Ambassador of Russia to Malta
- In office 12 December 2014 – 29 October 2021
- President: Vladimir Putin
- Preceded by: Boris Marchuk [ru]
- Succeeded by: Andrei Lopukhov [ru]

Personal details
- Born: 19 June 1950 (age 75)
- Parent: Ardalion Malygin [ru] (father);
- Alma mater: Moscow State Institute of International Relations
- Awards: Order of Friendship Medal of the Order "For Merit to the Fatherland" Second Class Honoured Worker of the Ministry of Foreign Affairs of the Russian Federation [ru]

= Vladimir Malygin =

Russian diplomat

Vladimir Ardalionovich Malygin (Владимир Ардалионович Малыгин; born 19 June 1950) is a Russian diplomat. He has served in various diplomatic roles since the 1970s, and was the Ambassador of Russia to Malta between December 2014 and October 2021.

==Career==
Malygin was born on 19 June 1950, the son of Ardalion Malygin, a party worker and employee of the Soviet state security organs, who reached the rank of lieutenant general. Vladimir Malygin studied at the Moscow State Institute of International Relations, graduating in 1972 and beginning work for the Soviet Ministry of Foreign Affairs. His work included postings within the central apparatus of the Ministry, which after the dissolution of the Soviet Union in 1991 became the Russian Ministry of Foreign Affairs, and abroad. During the Soviet and later Russian periods he worked in the embassies in Sweden, the United Kingdom, and Cyprus. He undertook further studies at the Diplomatic Academy of the Ministry of Foreign Affairs, graduating in 1989. On 18 September 1996 he was awarded the diplomatic rank of Extraordinary and Plenipotentiary Envoy 2nd class.

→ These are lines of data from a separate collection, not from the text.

PR #606, opened 2021-03-09
Update "sbt-scalafmt" from "com.lucidchart" to "org.scalameta"

josef-vlach:


.scalafmt.conf
```diff
@@ -1,47 +1,31 @@
...
+continuationIndent.callSite = 2
+continuationIndent.defnSite = 2
+
+newlines.penalizeSingleSelectMultiArgList = false
+newlines.sometimesBeforeColonInMethodReturnType = true
+
+
+rewrite.rules = [RedundantBraces, RedundantParens, AsciiSortImports]
+rewrite.redundantBraces.maxLines = 120
+rewrite.redundantBraces.includeUnitMethods = true
```
SandipKhedekar, line 25: Is it formatted by **scalafmt** to flat instead of tree structure?

josef-vlach: No, I rewrote that. 

It looks like it is preferred syntax: https://scalameta.org/scalafmt/docs/configuration.html#other

SandipKhedekar (approved):
LGTM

In 2000 Malygin was appointed Deputy Director of the Ministry's General Secretariat, followed by a posting from 2003 as consul general in Edinburgh. He held this post until 2009, having received the diplomatic rank of Extraordinary and Plenipotentiary Envoy 1st class, on 29 December 2005. Between 2009 and 2012 he was Deputy Director of the Ministry's Department of Security, and then from 2012 until 2014 Malygin was consul general in Klaipėda, Lithuania. He then became Deputy Director of the Ministry's Second European Department in June 2014, before being appointed Ambassador of Russia to Malta on 12 December 2014. He served in this role until his retirement on 29 October 2021.

==Personal life and awards==
In addition to his native Russian, Malygin speaks English and Swedish. He is married to Tatyana, and currently holds the diplomatic rank of Ambassador Extraordinary and Plenipotentiary, awarded on 17 October 2016. Over his career he has been awarded the Order of Friendship, on 30 March 2020; the Medal of the Order "For Merit to the Fatherland" Second Class, on 29 October 2010; and the title of Honoured Worker of the Ministry of Foreign Affairs of the Russian Federation.